# Beatrix is a HIM!



## bluemilk (Oct 3, 2005)

Can't believe it. I love this kitty! But,I specified a girl,and the guy SAID...

Doesn't matter. He's an amazing ,beautiful,ADORABLE kitten. I love him. But now I have to name him. Again. Any suggestions? I suppose I'll laugh..


----------



## MowMow (Nov 6, 2010)

To go with *Beatrix* you could name him *Potter*.


----------



## cooncatbob (May 27, 2011)

I have a Boyds Bears figurine titled "Grenville and Beatrice...True Love"


----------



## katlover13 (Apr 15, 2008)

MowMow said:


> To go with *Beatrix* you could name him *Potter*.
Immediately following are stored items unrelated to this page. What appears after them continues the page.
PR #994, opened 2023-12-13
Dev/princetoninstruments

NitramC:
Driver for the Princeton Instruments SP2300i spectrograph/monochromator.

It's a weirdly designed instrument... when connected via RS232 the commands are echoed back. Also, the instrument will not return the termination character until the command has been fully processed (sometimes 10's of seconds). The routes I took around these issues are a bit hacky, but hopefully it's still a useful starting point.

### DIFF
--- a/pymeasure/instruments/princetoninstruments/princetonSP2300i.py
+++ b/pymeasure/instruments/princetoninstruments/princetonSP2300i.py
@@ -1,0 +1,690 @@
+#
+# This file is part of the PyMeasure package.
+#
+# Copyright (c) 2013-2023 PyMeasure Developers
+#
+# Permission is hereby granted, free of charge, to any person obtaining a copy
+# of this software and associated documentation files (the "Software"), to deal
+# in the Software without restriction, including without limitation the rights
+# to use, copy, modify, merge, publish, distribute, sublicense, and/or sell
+# copies of the Software, and to permit persons to whom the Software is
+# furnished to do so, subject to the following conditions:
+#
+# The above copyright notice and this permission notice shall be included in
+# all copies or substantial portions of the Software.
+#
+# THE SOFTWARE IS PROVIDED "AS IS", WITHOUT WARRANTY OF ANY KIND, EXPRESS OR
+# IMPLIED, INCLUDING BUT NOT LIMITED TO THE WARRANTIES OF MERCHANTABILITY,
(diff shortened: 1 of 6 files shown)


pymeasure/instruments/princetoninstruments/princetonSP2300i.py
```diff
@@ -0,0 +1,697 @@
...
+    # NM/MIN
+    # ?NM/MIN
+    scan_rate = Instrument.control(
+        "?NM/MIN", "%0.3f NM/MIN",
+        """Control scan rate in wavelength/time.
+
+            Set as a pint compatible value.
+        """,
+        get_process=lambda v: ureg.Quantity(v),  # convert to quantity
+        set_process=lambda v: ureg.Quantity(v).m_as('nm/min'),
```
BenediktBurger, line 282: For ease of use, could you add some method, which assumes the correct unit, for example something like:
~~~python
def generate_magnitude_extractor(units)
    def get_quantity_magnitude(value):
        if isinstance(value, ureg.Quantity):
            return value.m_as(units)
        else:
            return value
    return get_quantity_magnitude


scan_rate = Instrument.control(...
    set_process=generate_magnitude_extractor("nm/min")
~~~

That will make it easier to use for people who do not use pint (yet).

For another instrument with pint, see #929

pymeasure/instruments/princetoninstruments/princetonSP2300i.py
```diff
@@ -0,0 +1,697 @@
...
+        check_set_errors=True,
+    )
+
+    # GRATING
+    # ?GRATING
```
BenediktBurger, line 287: That's already in the `control` defined, you do not need to repeat it in front.

pymeasure/instruments/princetoninstruments/princetonSP2300i.py
```diff
@@ -0,0 +1,697 @@
...
+    grating = Instrument.control(
+        "?GRATING", "%d GRATING",
+        """Control grating being used.
```
BenediktBurger, line 290:
```suggestion
        """Control which grating to use.
```

BenediktBurger (commented):
A few comments for the first round.

It is the second instrument to use pint, see #929 for the first one.

Some solutions might have to be discussed.

PR #995, opened 2023-12-14
Making DAQmx a subclass of Instrument

### LINKED ISSUE #662: DAQmx is not an Instrument
The DAQmx [class](https://github.com/pymeasure/pymeasure/blob/8086835d8a211268a26451c28a054770b3907d40/pymeasure/instruments/ni/daqmx.py#L60) is not an Instrument subclass, but a plain `class`.
We should investigate why that is, and subclass from Instrument if possible, as all our instruments are/should be `Instrument`s.

NitramC:
Pushing one possible way to make DAQmx a subclass of Instrument. Fixes #662 .

Pros:
1) DAQmx is a subclass of instrument
2) An Adapter class is used to make a connection to the device.

Cons:
1) There is a new custom NIAdapter
2) Additional dependency on NI-DAQmx Python package instead of simply using ctypes

### DIFF
--- a/pymeasure/adapters/ni.py
+++ b/pymeasure/adapters/ni.py
@@ -1,0 +1,119 @@
+#
+# This file is part of the PyMeasure package.
+#
+# Copyright (c) 2013-2023 PyMeasure Developers
+#
+# Permission is hereby granted, free of charge, to any person obtaining a copy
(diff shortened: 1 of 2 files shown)


NitramC:
Sorry, this pulle request was a bit prematrue.

PR #999, opened 2023-12-19
Fix SR830 missing get_buffer method

seb5g:
and change the misspelled pauseBuffer method
start_buffer was with the wrong boolean
start buffer with false should not add the STRD call

Overall, I wanted to try for fast acquisition and reading from the instrument but somehow the transfer is very slow. I will go for an external analog reading of the outputs. The function to start a scan and read data back are nonetheless working doing something like:

```
srs = SR830('GPIB0::8::INSTR')
srs.reset_buffer()
srs.start_scan()
ch1, ch2 = srs.fill_buffer(100)
```

but it takes about 3s to 20s to get the reading out even with the sample_rate set to 512 S/s ...

### DIFF
--- a/pymeasure/instruments/srs/sr830.py
+++ b/pymeasure/instruments/srs/sr830.py
@@ -503,7 +503,8 @@ class SR830(Instrument):
         return ch1, ch2
 
     def buffer_measure(self, count, stopRequest=None, delay=1e-3):
-        """ Start a fast measurement mode and transfers data from buffer to extract mean and std measurements
+        """ Start a fast measurement mode and transfers data from buffer to extract mean
+        and std measurements
 
         Return the mean and std from both channels
         """
@@ -589,7 +590,8 @@ class SR830(Instrument):
         return self.values(command)
 
     def save_setup(self, setup_number: int):
-        """Save the current instrument configuration (all parameters) in a memory referred to by an integer
+        """Save the current instrument configuration (all parameters) in a memory
+        referred to by an integer
 
         The integer must be comprised between 1 and 9 (included)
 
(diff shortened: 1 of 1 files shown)


pymeasure/instruments/srs/sr830.py
```diff
@@ -583,3 +588,39 @@ def snap(self, val1="X", val2="Y", *vals):
 
         command = "SNAP? " + ",".join(vals_idx)
         return self.values(command)
+
+    def save_setup(self, setup_number: int):
+        """Save the current instrument configuration (all parameters) in a memory
+        referred to by an integer
+
+        The integer must be comprised between 1 and 9 (included)
```
BenediktBurger, line 596: That is already written in the option below, I'd remove it.

pymeasure/instruments/srs/sr830.py
```diff
@@ -583,3 +588,39 @@ def snap(self, val1="X", val2="Y", *vals):
...
+        :param setup_number: the integer referring to the memory (between 1 and 9 (included))
+        """
+        if 1 <= setup_number <= 9:
+            self.write(f'RSET{setup_number:d};')
+
+    def start_scan(self):
+        """
+
+        :return:
+        """
```
BenediktBurger, line 618: If you do not return anything, just remove that line. On the other hand, it is good to write something into the docstring, if you have one.

Also below.

BenediktBurger (changes requested):
Thanks for fixing it.

Two small comments.

seb5g:
Alright I've simplified the docstrings and added some others

BenediktBurger:
Thanks for your fix.

PR #1001, opened 2023-12-19
Improve parameters.

BenediktBurger:
A small improvement in the `Parameters`.


BenediktBurger:
Does not work as expected

PR #112, opened 2017-09-17
Update graphical.rst

JuMaD:

PR #1004, opened 2023-12-19
Add support for Hewlett Packard 8753E VNA

Sionwage:
# I would like to add a basic HP8753E VNA support to pymeasure.

The functionality is not ready but I would like feedback as I go and there are some specifics for coding I would like assistance with finding documentation on how to handle these.

1. How do I handle default Prologix GPIB-USB adapter parameters to work with this device?

      I found these pages that address how to handle read/write terminations and other parameters for the various adapters but I am unsure how to apply this to the prologix gpib-usb adapter I utilize.
      
      * This issue states I shouldn't set specific adapter settings to make the instrument work:
        - https://github.com/pymeasure/pymeasure/issues/815
      * These pages makes it look like I should be configuring adapter settings:
        - https://pymeasure.readthedocs.io/en/latest/dev/adding_instruments/instrument.html#defining-default-connection-settings
        - https://pyvisa.readthedocs.io/en/latest/api/constants.html#pyvisa.constants.InterfaceType
      
      I am not sure if I should be using `asrl` or `gpib` for `pyvisa.constants.InterfaceType` since its a serial device connecting to GPIB.
      
      Unfortunately, it seems like if I am not defining the Prologix settings and commanding them when using the VNA, there will be unexpected behavior or it will timeout/error out.
      
      It looks like it is addressed here but not implemented here https://github.com/pyvisa/pyvisa/issues/112

2. If I utilize default Prologix GPIB-USB adapter parameters for one instrument, is the functionality to change these parameters on the fly for other instruments in place? IE, if I need '++auto 1' for one instrument but not another, with pymeasure send the command to the adapter if I communicate to alternating instruments and remember when it needs to change it?

      The #112 issue makes it look like different parameters needed with the Prologix adapter for multiple instruments are not handled yet with pymeasure or pyvisa.

3. Are we allowed to utilize cached properties to save time on communicating?

## My to-do list of actions still needed to polish this for others to use is: 

- [x] Need unit tests for this class that don't rely on having the instrument. Currently my unit tests rely on having the instrument on the bench and connected. I know there is some functionality at [Adding Instruments->Writing tests->Protocol tests->Test generator](https://pymeasure.readthedocs.io/en/latest/dev/adding_instruments/tests.html) to create tests that don't demand the instrument be attached to the computer.
- [x] Remove adapter specific commands like my workarounds using the Prologix adapter from the class or be able to toggle the Prologix specific functions on/off when initializing the class.
- [x] Write comments for each of the functions clarifying them 
- [x] Start the comments for properties with ['Get', 'Measure', 'Set', or 'Control']
- [x] May need to move the `__init__` block to `__new__`?
- [x] Exceptions may need to use more specific exceptions from the pymeasure library
- [x] Probably need to remove the `__version` and `if __name__=="__main__":` blocks
- [x] Address other code style issues I am undoubtedly not adhering to.


pymeasure/instruments/hp/hp8753e.py
```diff
@@ -0,0 +1,394 @@
...
+# IMPLIED, INCLUDING BUT NOT LIMITED TO THE WARRANTIES OF MERCHANTABILITY,
+# FITNESS FOR A PARTICULAR PURPOSE AND NONINFRINGEMENT. IN NO EVENT SHALL THE
+# AUTHORS OR COPYRIGHT HOLDERS BE LIABLE FOR ANY CLAIM, DAMAGES OR OTHER
+# LIABILITY, WHETHER IN AN ACTION OF CONTRACT, TORT OR OTHERWISE, ARISING FROM,
+# OUT OF OR IN CONNECTION WITH THE SOFTWARE OR THE USE OR OTHER DEALINGS IN
+# THE SOFTWARE.
+#
+
+__version__ = "0.1.1"
+
```
BenediktBurger, line 26: As you said, we do not use file version strings.
```suggestion
```

pymeasure/instruments/hp/hp8753e.py
```diff
@@ -0,0 +1,394 @@
...
+from pymeasure.adapters import PrologixAdapter
+from pymeasure.instruments import Instrument, RangeException, discreteTruncate
+
+
+class HP8753E(Instrument):
+    """Represents the HP8753E Vector Network Analyzer
+    and provides a high-level interface for taking scans of the
+    scattering parameters.
+
+    Template copied from Agilent 8722 class in pymeasure
```
BenediktBurger, line 46: What do you want to tell with this line?

If the code is quite similar to the Agilent8722, could you inherit from the other one and just implement the changes?

pymeasure/instruments/hp/hp8753e.py
```diff
@@ -0,0 +1,394 @@
...
+
+    SCAN_POINT_VALUES = [3, 11, 21, 26, 51, 101, 201, 401, 801, 1601]
+    SCATTERING_PARAMETERS = ["S11", "S12", "S21", "S22"]
+    S11, S12, S21, S22 = SCATTERING_PARAMETERS
+
+    start_frequency = Instrument.control(
+        "STAR?",
+        "STAR %e Hz",
+        """ A floating point property that represents the start frequency
+        in Hz. This property can be set.
```
BenediktBurger, line 57: Regarding the docstrings see the [documentation](https://pymeasure.readthedocs.io/en/latest/dev/coding_standards.html#docstrings), especially:

Specific to properties, start them with “Control”, “Get”, “Measure”, or “Set” to indicate the kind of property, as it is not visible after import, whether a property is gettable (“Get” or “Measure”), settable (“Set”), or both (“Control”). In addition, it is useful to add type and information about [Restricting values with validators](https://pymeasure.readthedocs.io/en/latest/dev/adding_instruments/properties.html#validators) (if applicable) at the end of the summary line, see the docstrings shown in examples throughout the [Adding instruments](https://pymeasure.readthedocs.io/en/latest/dev/adding_instruments/index.html#adding-instruments) section. For example a docstring could be `"""Control the voltage in Volts (float strictly from -1 to 1)."""`.

Please note, that not all instruments in our library adhere to that rule yet.

pymeasure/instruments/hp/hp8753e.py
```diff
@@ -0,0 +1,394 @@
...
+        can be set.""",
+        cast=bool,
+    )
+
+    power = Instrument.control(
+        "POWE?",
+        "POWE%.2e",
+        """ A float that can be set from -70 to +10dBm to control output power from the VNA ports. 
+        This property can be set.""",
+        cast=lambda x: float(x),
```
BenediktBurger, line 103: `lambda x: float(x)` is exactly the same as `float`, which is the default value for the `cast` parameter, such that you do not have to use it at all.
```suggestion
```

pymeasure/instruments/hp/hp8753e.py
```diff
@@ -0,0 +1,394 @@
...
+    )
+
+    def __init__(self, adapter, name="Hewlett Packard 8753E Vector Network Analyzer", **kwargs):
```
BenediktBurger, line 106: Please place the init at the top of the class.

pymeasure/instruments/hp/hp8753e.py
```diff
@@ -0,0 +1,394 @@
...
+        # this should probably be in __new__
```
BenediktBurger, line 107: No, normally you do not use `__new__`, init is correct.

pymeasure/instruments/hp/hp8753e.py
```diff
@@ -0,0 +1,394 @@
...
+        super().__init__(adapter, name, **kwargs)
```
BenediktBurger, line 108: Please provide an information, whether the device uses SCPI or not (`includeSCPI` parameter).

pymeasure/instruments/hp/hp8753e.py
```diff
@@ -0,0 +1,394 @@
...
+            self.adapter.gpib_read_timeout = 500
+            self.adapter.connection.timeout = 700
+            self.adapter.eoi = 1
+            self.adapter.eos = "\n"
+            self.adapter.connection.read_termination = self.adapter.eos
+            self.adapter.connection.read_termination = "\r\n"
+            self.adapter.write("++eot_enable 0")
+            self.adapter.flush_read_buffer()
+            self.write("FORM4")
+            self.adapter.flush_read_buffer()
```
BenediktBurger, line 121: You asked, how to define the connection settings:

- First, the driver (this class) should define the communication expected from the computer without any Adapter in between, therefore you should define the GPIB parameters in the `super().__init__` call, see the [documentation](https://pymeasure.readthedocs.io/en/latest/dev/adding_instruments/instrument.html#defining-default-connection-settings).
- If you use a non default adapter (for example Prologix instead of the default VISAAdapter), you have to set up that adapter outside of this file, that is, in your personal code.

pymeasure/instruments/hp/hp8753e.py
```diff
@@ -0,0 +1,394 @@
...
+
+    @cached_property
+    def id(self):
+        """Get the identification of the instrument."""
+        if self.SCPI:
+            result = self.ask("*IDN?").strip("\n")
+            self._manu, self._model, _, self._fw = result.strip("\r\n").split(",")
+            return result
+        else:
+            raise NotImplementedError("Non SCPI instruments require implementation in subclasses")
```
BenediktBurger, line 131: you should know, whether your instrument implements SCPI or not.

pymeasure/instruments/hp/hp8753e.py
```diff
@@ -0,0 +1,394 @@
...
+            self.adapter.eoi = 1
+            self.adapter.eos = "\n"
+            self.adapter.connection.read_termination = self.adapter.eos
+            self.adapter.connection.read_termination = "\r\n"
+            self.adapter.write("++eot_enable 0")
+            self.adapter.flush_read_buffer()
+            self.write("FORM4")
+            self.adapter.flush_read_buffer()
+
+    @cached_property
```
BenediktBurger, line 123: What is your goal here? Making readout of the id faster? But how often do you read the id?

pymeasure/instruments/hp/hp8753e.py
```diff
@@ -0,0 +1,394 @@
...
+            if int(self.ask(f"{parameter}?")) == 1:
+                return parameter
+        return None
+
+    @parameter.setter
+    def parameter(self, value):
+        if value in HP8753E.SCATTERING_PARAMETERS:
+            self.write("%s" % value)
+        else:
+            raise Exception("Invalid scattering parameter requested" " for Hewlett Packard 8753E")
```
BenediktBurger, line 196: Can't you do that with our property creators (`Instrument.control`)?

pymeasure/instruments/hp/hp8753e.py
```diff
@@ -0,0 +1,394 @@
...
+        self.averaging_enabled = True
+
+    def is_averaging(self):
+        """Returns True if averaging is enabled"""
+        warnings.warn("Don't use is_averaging(), use averaging_enabled instead", FutureWarning)
+        return self.averaging_enabled
+
+    def restart_averaging(self, averages):
+        warnings.warn("Don't use restart_averaging(), use scan_single() instead", FutureWarning)
+        self.scan_single()
```
BenediktBurger, line 271: I figure you copied these methods from the other driver.

As they are deprecated, remove them, please.

pymeasure/instruments/hp/hp8753e.py
```diff
@@ -0,0 +1,394 @@
...
+
+
+if __name__ == "__main__":
+    adapter = PrologixAdapter("ASRL4::INSTR", address=16, visa_library="@py")
+    # adapter = PrologixAdapter("ASRL4::INSTR", address=16)
+
+    vna = HP8753E(adapter)
+
+    vna.adapter.auto = 1
+    print(vna.id)
```
BenediktBurger, line 394: As you said, we do not use this code block, as everyone has his own configuration.

BenediktBurger (commented):
Thank you very much for your contribution. I commented on your code.

A few general points to consider:

- You might add yourself to the `authors.txt` file
- Please add documentation files (see https://pymeasure.readthedocs.io/en/latest/dev/adding_instruments/instrument.html#adding-documentation) for the API documentation

Answers to your questions:

- "How do I handle default Prologix parameters": You have to define them in your personal code, not in pymeasure, as pymeasure defines the parameters for the instrument communication, such that anyone might use the device independent of the adapter, see the init part.
- "I am not sure if I should be using asrl or gpib for pyvisa.constants.InterfaceType since its a serial device connecting to GPIB.": `gpib` as that is the device connection.
- "Unfortunately, it seems like if I am not defining the Prologix settings and commanding them when using the VNA, there will be unexpected behavior or it will timeout/error out.": You have to create your `PrologixAdapter` with the correct settings beforehand.
- "If I utilize default Prologix GPIB-USB adapter parameters for one instrument, is the functionality to change these parameters on the fly for other instruments in place? IE, if I need '++auto 1' for one instrument but not another, with pymeasure send the command to the adapter if I communicate to alternating instruments and remember when it needs to change it?": You have to manage your PrologixAdapter yourself.
- "Are we allowed to utilize cached properties to save time on communicating?" Right now we do not use them. In case they might be good, we could discuss it. I've seen you cache the id/serial_number, but I don't see the point of caching, as you read these data rarely.

If you have more questions, don't hesitate to ask.

pymeasure/instruments/hp/hp8753e.py
Sionwage: Thank you so much for the quick feedback! I'll work on implementing your feedback in addition to my other to-do items.

pymeasure/instruments/hp/hp8753e.py
Sionwage: I could look to see if the commands are compatible or even close.

I think I need to import hplegacyinstrument at least as well.

pymeasure/instruments/hp/hp8753e.py
Sionwage: Removed `__version__`

pymeasure/instruments/hp/hp8753e.py
Sionwage: Honestly the Agilent8722 class could have been imported but all of the exceptions would need to be rewritten to reflect the proper VNA model being controlled.

BenediktBurger: What exceptions would have to be changed?
Wouldn't that be a lot less work now (creating the new driver and tests) and later on (maintaining one instead of two drivers)?

BenediktBurger: You have put a lot of limits in your code.
How confident are you, that your code (and the limits) apply to that other driver as well?

One approach would be to compare the settings in both manuals and decide on that base to use your driver for both instruments (maintaining the old, deprecated code in the agilent, though, for backward compatibility). 

I don't know whether you have the time for that work.

The backup solution is to add some line in each docstring, stating that the other device is quite similar.
That way someone, who knows the agilent could check whether your driver fits to the agilent and update the agilent one.
If you choose this way, you should probably open an issue as well.

Sionwage: Actually I first tried to set those limits on initialization but it would error out. I now realize I would need to redefine those properties in the `__init__` function or initialize them to default values and override them in the `__init__` function if not using the default values.

I want the doc strings and exceptions to spell out the limits for what gets defined when the class is run and not the hard-coded values I currently have written. I know for a fact that both the 8722 and 8753 have a plethora of frequency ranges they can cover based on options purchased for the instrument.

I would prefer if there was a GPIB command to ask the instrument what the Min/Max value limits are but I don't know if a command exists for the 8722 or 8753 to do that like more modern instruments can with various SCPI commands. I might be able to program the limits based on the options reported using a lookup table instead.

To start, I'll just work on allowing for configuring the limits to all of the properties I have limits defined.

Since I don't have a 8722 to test against, I would rather not depreciate that code since it probably works for those that do and I can't ensure my code would too. If I can figure out how to make the Bytesio function the 8722ES class uses in `data_complex` work with my Prologix I would probably be a little less hesitant.

BenediktBurger: Ok, let us not mix those two instruments (for this PR), so this PR touches only your new instrument.

> Actually I first tried to set those limits on initialization but it would error out. I now realize I would need to redefine those properties in the __init__ function or initialize them to default values and override them in the __init__ function if not using the default values.

For setting values later on, you could use `dynamic=True` in the properties, see [dynamic-properties documentation](https://pymeasure.readthedocs.io/en/latest/dev/adding_instruments/properties.html#dynamic-properties).

> I want the doc strings and exceptions to spell out the limits for what gets defined when the class is run and not the hard-coded values I currently have written. I know for a fact that both the 8722 and 8753 have a plethora of frequency ranges they can cover based on options purchased for the instrument.

Our properties do not allow to change the documentation dynamically (see aforementioned documentation), however, if you use a `strict_range` validator, the error message will return the currently active limits.
In fact, in most cases a `strict` validator is better than a `truncated` one, as the latter does not give a feedback about the truncation, such that the user might erroneously think, that the value is valid.

> Since I don't have a 8722 to test against, I would rather not depreciate that code since it probably works for those that do and I can't ensure my code would too.

I did not mean to deprecate the whole 8722, but keep the methods of the 8722, which are already deprecated. As we do not combine those two instruments (at the moment). Don't worry about it anymore.

pymeasure/instruments/hp/__init__.py
BenediktBurger, line 1: You reordered them by numbers, didn't you?

pymeasure/instruments/hp/hp8753e.py
```diff
@@ -0,0 +1,390 @@
...
+# AUTHORS OR COPYRIGHT HOLDERS BE LIABLE FOR ANY CLAIM, DAMAGES OR OTHER
+# LIABILITY, WHETHER IN AN ACTION OF CONTRACT, TORT OR OTHERWISE, ARISING FROM,
+# OUT OF OR IN CONNECTION WITH THE SOFTWARE OR THE USE OR OTHER DEALINGS IN
+# THE SOFTWARE.
+#
+
+from time import sleep
+from time import time as now
+
+from io import BytesIO
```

Along the same line maybe Lucius or Drako.


----------



## Carmel (Nov 23, 2010)

... or Ron? Fred? George? Percy? Charlie? Arthur? Severus? Prince? Snape? Albus? Draco? Harry? Dean? Tom? Seamus? Finnigan? Sirius? Remus? James? ... I'm just gonna stop now.  But another magic-related name: Merlin.


----------



## CassiandRJ (Jun 7, 2010)

You could just call him Bea.


----------



## MowMow (Nov 6, 2010)

Well, I didn't mean Potter as in Harry... I meant Beatrix Potter as in Peter Rabbit (Beatrix Potter's World | Peter Rabbit).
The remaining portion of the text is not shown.